Inspiration

  • 30 years in the practice of medicine ineffectively in chronic pain management and addiction medicine. I could never determine if patients were taking their medications to treat opioid use disorder correctly

What it does

  • iPill uses technology to overcome these barriers and bring care to patients cost-effectively and monitor medication adherence.

iPill can

  • deliver medications directly to patient homes
  • securely store them to reduce misuse, diversion and accidental overdose
  • biometric authenticate the patient to ensure only the prescription holder has access at only the prescribed dose and time.
  • remotely monitor medication adherence to detect/remediate missed daily doses
  • alert family, friends, and caregivers for accountability, and
  • destroy unused pills at 30 days and immediately if tampered
  • can bring care to patients by reducing barriers to treatment including stigma, transportation, geographical disparity, social inequality, and reduced social determinants of health.

How we built it

  • I designed the iPill on AutoCad then built the first prototype in my garage to demonstrate how it could work.
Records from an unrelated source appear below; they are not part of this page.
PR #698, opened 2024-01-03
Add Tashu

martgnz:
A system in Daejeon, South Korea.

It seems to open from March to November: https://bike.tashu.or.kr/main.do?lang=2


pybikes/tashu.py
```diff
@@ -0,0 +1,45 @@
...
+
+class TashuStation(BikeShareStation):
+    def __init__(self, data):
+        super(TashuStation, self).__init__()
+
+        self.name = data["name"]
+        self.latitude = float(data["x_pos"])
+        self.longitude = float(data["y_pos"])
+
+        self.bikes = int(data["parking_count"])
```
martgnz, line 40: there is no dock information :/

PR #700, opened 2024-01-04
Fix Cascavel..?

martgnz:
Cascavel isn't working because when a station is offline the name and id that appear on the page get removed and it just says "offline station". This is not great because names and ids will come empty randomly.. but it let us serve the rest of the system. Thoughts? 

https://www.cascavelvaidebici.mobhis.com.br/

### DIFF
--- a/pybikes/mobhis.py
+++ b/pybikes/mobhis.py
@@ -40,8 +40,14 @@ class MobhisStation(BikeShareStation):
         popup = html.fromstring(info)
         elems = popup.xpath('//text()')
 
+        # in cascavel offline stations lack name and id
         name = elems.pop(0)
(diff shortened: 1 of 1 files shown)


eskerda:
`uid` is not a required field. We ideally want it always to be there, but sometimes it is not possible. In such cases I would go with not getting it at all, and just moving the early return we have in there a bit higher on the code like

```
online = 'Estação offline' not in info
self.extra = {'online': online}

# in cascavel offline stations lack name and id
if not online:
    self.name = None
    self.bikes, self.free = 0, 0
    return

```

martgnz:
This is better indeed. Thanks for checking. I adjusted the logic to do it this way.

eskerda:
Thanks!

PR #701, opened 2024-01-04
Ignore bad points in filter bounds

martgnz:
Bcycle Redding is failing because it was feeding an empty tuple into `filter_bounds` (despite a bbox, not sure what happened).

In any case, this adds a check that ignores empty points before filtering.


eskerda:
Good catch, I think I have found the issue. I used the `or` form, which returns a `False` for `0.0`, so the following ended up returning `(None, None)` instead of `(0.0, 0.0)`.

```
lat = info.get('lat') or status.get('lat')
lng = info.get('lon') or status.get('lon')

>>> print(0.0 or None)
None
```

Let's fix this instead where the bug is

PR #705, opened 2024-01-05
Add Vélozef, Brest

martgnz:
https://www.data.gouv.fr/fr/datasets/velos-a-assistance-electrique-en-libre-service-velozef-sur-brest/#/resources


eskerda:
I see they do not specify any license, so seems good to me. Thanks!

PR #707, opened 2024-01-18
Add Xi'an's system

martgnz:


eskerda:
Hello!

System didn't work for me locally without changing the user agent. We should probably set it to something similar to the client that consumes this feed.

It seems there's a ghost station too in the Mediterranean Sea

martgnz:
Thanks for checking, the new tool is great! I added the bbox.

PR #534, opened 2022-12-27
Add OV Fiets (#309)

eUgEntOptIc44:
fix #309 

Hi @eskerda @ewooonk,

As mentioned in #309 and #499 I'd like to add the Dutch bike sharing provider *OV Fiets* (owned by *Nederlandse Spoorwegen* the national Railways in the Netherlands).

As previously mentioned GBFS for *OV Fiets* are available at https://gbfs.openov.nl/ovfiets. The `stations` feature a `region_id` attribute. Fetching stations (grouped) by 'regions' is unfortunately not possible. Furthermore those regions don't (always) match the (nearest) cities. So manual re-grouping was needed after parsing the data from http://fiets.openov.nl/locaties.json and matching it against the actual stations in https://gbfs.openov.nl/ovfiets/station_status.json.

Regards,

Jean-Luc

Issue #309, opened 2018-02-13
Add OV-fiets (Dutch Railways)


ewooonk:
Bicycle rental service of the Dutch Railways (250+ locations, 12.000+ bikes)

API endpoint: http://fiets.openov.nl/locaties.json

Example JSON Object.

`{"infoImages": [], "name": "UTT - OV-fiets - Utrecht Terwijde", "extra": {"fetchTime": 1518553706, "rentalBikes": "8", "locationCode": "utt001"}, "extraInfo": [], "apps": [], "sites": [], "lat": 52.10017, "link": {"params": {}, "uri": "https://places.ns-mlab.nl/api/v2/places/station-retail/Zelfservice%20OV-fiets%20uitgiftepunt-utt001"}, "stationCode": "UTT", "openingHours": [{"dayOfWeek": 1, "endTime": "00:00", "closesNextDay": true, "startTime": "00:00"}, {"dayOfWeek": 2, "endTime": "00:00", "closesNextDay": true, "startTime": "00:00"}, {"dayOfWeek": 3, "endTime": "00:00", "closesNextDay": true, "startTime": "00:00"}, {"dayOfWeek": 4, "endTime": "00:00", "closesNextDay": true, "startTime": "00:00"}, {"dayOfWeek": 5, "endTime": "00:00", "closesNextDay": true, "startTime": "00:00"}, {"dayOfWeek": 6, "endTime": "00:00", "closesNextDay": true, "startTime": "00:00"}, {"dayOfWeek": 7, "endTime": "00:00", "closesNextDay": true, "startTime": "00:00"}], "lng": 5.04424, "open": "Yes", "thumbnail": {"params": {}, "uri": "api/v1/location/thumbnail/52.10017,5.04424"}, "description": "Utrecht Terwijde"},`

ewooonk:
I propose to use a simple scrapper, e.g. 

https://github.com/eskerda/pybikes/blob/master/pybikes/open_source_bike_share.py

with
```
for station in data:

            longitude = float(station['lng'])
            latitude = float(station['lat'])

            name = station['description']
            free = None
            bikes = int(station['rentalBikes']) 
```

eUgEntOptIc44:
Hi @ewooonk 

You presumably moved on to new topics since your last comment. However I'd like to share a little update on this topic with you.

Since you suggested the integration of *OV Fiets* back in 2018 the provider added GBFS feeds in a public directory at https://gbfs.openov.nl/ovfiets.

[...]

PR #715, opened 2024-03-11
Add OV-fiets

martgnz:
Another attempt at https://github.com/eskerda/pybikes/issues/309.

Rather than dividing the dataset by region, as outlined in https://github.com/eskerda/pybikes/pull/534, this change just adds the system as a whole and relies on the standard GBFS parser.

Let me know what you think!


eskerda:
Closed for https://github.com/eskerda/pybikes/pull/717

I then hired a mechatronic engineer to build it professionally. The advanced prototype is nearing completion

Challenges we ran into

  • I ran into several issues. Translating design to engineering prototype was difficult. Expressing what I had in mind was a simple mechanically controlled design was difficult to explain to an engineer who had in his mind a complex electromechanical design.

Accomplishments that we're proud of

  • Being given a FDA, breakthrough designation, being granted, three patents in the US and 3 patterns in the UK, EU and Canada, building a final mature prototype that works to dispense accurately any pill of any size and shape, and destroy pills if tempered within 20 seconds

What we learned

  • We learned that working together as a team, bringing together all of the different experts, requires cooperation and understanding of each others particular field of expertise. We learned about finance, hardware, software, IOT, communication, insurance, target customer, reimbursement, opioid use disorder, chronic disease, patient psychology, manufacturing and distribution. We learn that for a medical device, we must have a reimbursement scheme. There has been no digital health app that has been a big hit and has made any money. Most have failed.

What's next for improving medication adherence

  • Our target customers are jails. 85% of detainees have SUD/OUD and are untreated. 3 months after release, they have a 75% higher risk of relapse, a 75% higher risk of recidivism, and a 75% higher chance of re-incarceration. Jail detainees need to get treatment in jail and continue treatment once released. iPill use can be made a mandatory part of early parole which can be paid with opioid litigation settlement funds. Detainees can then be required to use iPill for 12 months with OUD clinics who can be paid with shared revenue from remote therapeutic monitoring codes.